5) Speech signal denoising

Speech denoising is a key step in speech. Usually, the speech signal entering the system is accompanied by a lot of noise. Failure to denoise these noises will cause large deviations in speech recognition (15). The denoising of speech usually uses the spectral entropy function, and the general process of denoising is speech framing, and short-time frames are subjected to short-time Fourier transform. Therefore the probability function of the sound spectrum is:

\begin{array}{l} P_{k} = s (g_{i}) \div \sum_{j = 1}^{M} s (g_{j}), i = 1, 2, \dots, M & (10) \end{array}

In formula (10), s(gi) represents the spectral component of the signal curve after the short-time Fourier transform, P_k is the probability density function, i represents the Fourier index, and M represents the length of the short-time Fourier transform.

The curve type of the speech signal is very similar to the power signal, so the power signal can be used instead of the speech signal to construct the entropy function, and the spectral entropy function curve is symmetrical. Therefore, half of it can be taken as the research object, and the Formula (10) can be modified to obtain:

\begin{array}{l} P_{k} = {| s (g_{i}) |}^{2} \div \sum_{j = 1}^{M / 2 + 1} {| s (g_{i}) |}^{2}, i = 1, 2, \dots, \frac{M}{2} + 1 & (11) \end{array}

The variable interpretation in Formula (11) is the same as Formula (10).

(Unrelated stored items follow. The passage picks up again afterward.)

PR #7921, opened 2021-04-09
[MU4] Added key navigation for instruments panel

igorkorsukov:
not completed, without popups

https://user-images.githubusercontent.com/3818029/114197219-683b0b00-9952-11eb-93b2-c453c853eb30.mp4

### DIFF
--- a/src/framework/ui/ikeynavigation.h
+++ b/src/framework/ui/ikeynavigation.h
@@ -38,8 +38,17 @@ class IKeyNavigation
 public:
     virtual ~IKeyNavigation() = default;
 
+    struct Index
+    {
+        int column = -1;
+        int row = -1;
+
+        void setOrder(int n) { column = n; }
+        int order() const { return column; }
+    };
+
     virtual QString name() const = 0;
-    virtual int order() const = 0;
+    virtual const Index& index() const = 0;
     virtual bool enabled() const = 0;
     virtual bool active() const = 0;
     virtual void setActive(bool arg) = 0;
@@ -60,6 +69,14 @@ class IKeyNavigationSubSection : public IKeyNavigation
 public:
     virtual ~IKeyNavigationSubSection() = default;
 
+    //! NOTE Please sync with view/KeyNavigationSubSection::Direction
+    enum class Direction {
+        Horizontal = 0,
+        Vertical,
+        Both
+    };
+
+    virtual Direction direction() const = 0;
     virtual const QSet<IKeyNavigationControl*>& controls() const = 0;
     virtual async::Channel<SubSectionControl> forceActiveRequested() const = 0;
 };
--- a/src/framework/ui/view/keynavigationsubsection.h
+++ b/src/framework/ui/view/keynavigationsubsection.h
@@ -32,18 +32,30 @@ class KeyNavigationControl;
 class KeyNavigationSubSection : public AbstractKeyNavigation, public IKeyNavigationSubSection, public async::Asyncable
 {
     Q_OBJECT
-    Q_PROPERTY(KeyNavigationSection * section READ section WRITE setSection)
+    Q_PROPERTY(KeyNavigationSection * section READ section WRITE setSection NOTIFY sectionChanged)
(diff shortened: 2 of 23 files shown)


RobFog:
Typo: "instrumens" should be "instruments

igorkorsukov:
> Typo: "instrumens" should be "instruments

Thanks, fixed

src/framework/ui/ikeynavigation.h
```diff
@@ -60,6 +69,13 @@ class IKeyNavigationSubSection : public IKeyNavigation
 public:
     virtual ~IKeyNavigationSubSection() = default;
 
+    enum class Direction {
+        Horizontal = 0,
+        Vertical,
+        Grid
```
RomanPudashkin, line 75: I think Layout is a better name for this enum because Grid isn't a direction

src/framework/ui/view/keynavigationsubsection.h
```diff
@@ -32,18 +32,30 @@ class KeyNavigationControl;
...
     Q_OBJECT
-    Q_PROPERTY(KeyNavigationSection * section READ section WRITE setSection)
+    Q_PROPERTY(KeyNavigationSection * section READ section WRITE setSection NOTIFY sectionChanged)
+    Q_PROPERTY(QmlDirection direction READ direction_property WRITE setDirection NOTIFY directionChanged)
 
 public:
     explicit KeyNavigationSubSection(QObject* parent = nullptr);
     ~KeyNavigationSubSection() override;
 
+    //! NOTE Must be sync with IKeyNavigationSubSection::Direction
```
RomanPudashkin, line 42: I afraid that we'll forget to add new values here

src/framework/ui/ikeynavigation.h
igorkorsukov: I do not think it's a good idea.
This enum is about directions of navigation, not about location.
Perhaps the `Grid` can be renamed, for example to `Table`, or `Both`.

src/instruments/view/instrumentpaneltreemodel.cpp
```diff
@@ -344,6 +346,7 @@ int InstrumentPanelTreeModel::columnCount(const QModelIndex&) const
 
 QVariant InstrumentPanelTreeModel::data(const QModelIndex& index, int role) const
 {
+    TRACEFUNC;
```
RomanPudashkin, line 349: I think that better to remove TRACEFUNC from data and isSelected because those methods are trivial

src/framework/ui/ikeynavigation.h
RomanPudashkin: I like the idea to rename Grid to Both

igorkorsukov: renamed

src/framework/ui/view/keynavigationsubsection.h
igorkorsukov: added comment in both place

src/instruments/view/instrumentpaneltreemodel.cpp
igorkorsukov: By the way, I wanted to see how many times this method is called. Two instruments, one (piano) to expanded, two more elements appear - 59 calls to this method :)

igorkorsukov: removed

src/framework/ui/ikeynavigation.h
vpereverzev: It's still "Grid" in keynavigationsubsection.h

If it's a direction of navigation, I'd propose to name it like "LeftToRight" or "FromLeftToRight". Because even in the horizontal direction you have 2 possible ways to change focus (from left to right, from right to left).

igorkorsukov: > It's still "Grid" in keynavigationsubsection.h

Thanks, fixed

vpereverzev (approved):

The spectral entropy can be described by the power spectrum principle. Therefore, the amplitude of the speech signal can be judged by observing the power spectrum graph, which has great practical significance for speech noise reduction. For example, when a single voice is input, the distribution range of the curve is found to be small due to the observation of the power spectrum curve. However, when the noise is input, the curve distribution has a large jumping range. Therefore, this method can be used to judge the difference between single speech and noise. Single speech can also be extracted from noise by this principle.

Feature extraction of speech signals

There is a essential technology in the process of speech recognition, that is, the feature extraction of speech signals. Features represent the unique points of human speech, and general speech feature parameters include resonance peak, frequency, short-term energy, and other parameters (16). The most widely used in today's technical field are the linear prediction cepstral coefficients and mel-frequency cepstral coefficients. Both methods analyze the semantics of the speech signal by converting the speech signal to the frequency spectrum and studying the characteristic parameters of the speech signal (17).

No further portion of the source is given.